╭─ WORKING DATA

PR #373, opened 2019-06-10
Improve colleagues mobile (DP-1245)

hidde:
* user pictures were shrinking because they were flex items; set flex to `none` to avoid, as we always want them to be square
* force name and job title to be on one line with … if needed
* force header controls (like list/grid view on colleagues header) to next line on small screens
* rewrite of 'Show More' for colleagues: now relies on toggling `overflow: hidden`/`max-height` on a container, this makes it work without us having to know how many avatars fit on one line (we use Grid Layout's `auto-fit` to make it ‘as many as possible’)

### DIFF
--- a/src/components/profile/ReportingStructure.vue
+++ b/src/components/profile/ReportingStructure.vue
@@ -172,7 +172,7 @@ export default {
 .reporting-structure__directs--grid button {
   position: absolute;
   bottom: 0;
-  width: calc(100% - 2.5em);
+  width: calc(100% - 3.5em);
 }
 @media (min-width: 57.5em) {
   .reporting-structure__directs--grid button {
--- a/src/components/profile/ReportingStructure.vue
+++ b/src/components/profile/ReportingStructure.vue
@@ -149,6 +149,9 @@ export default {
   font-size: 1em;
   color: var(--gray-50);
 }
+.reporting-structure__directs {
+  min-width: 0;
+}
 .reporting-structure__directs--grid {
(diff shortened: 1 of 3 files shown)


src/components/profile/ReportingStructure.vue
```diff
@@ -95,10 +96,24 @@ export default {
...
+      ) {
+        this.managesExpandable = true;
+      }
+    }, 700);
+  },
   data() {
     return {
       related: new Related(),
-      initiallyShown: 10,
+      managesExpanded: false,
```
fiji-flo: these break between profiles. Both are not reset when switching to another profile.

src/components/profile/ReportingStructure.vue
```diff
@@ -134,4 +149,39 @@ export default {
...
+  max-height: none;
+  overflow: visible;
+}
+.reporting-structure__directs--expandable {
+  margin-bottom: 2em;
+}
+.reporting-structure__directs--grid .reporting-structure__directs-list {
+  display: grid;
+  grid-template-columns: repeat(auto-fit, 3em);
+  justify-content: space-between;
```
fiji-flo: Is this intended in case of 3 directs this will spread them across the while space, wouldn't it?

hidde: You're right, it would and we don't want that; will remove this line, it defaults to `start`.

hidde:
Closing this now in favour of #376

╰─

# WHAT IS BEING ASKED
Please state how many lines in the listing above hold the string "between", and nothing more.

# EXERCISE SOLUTION
2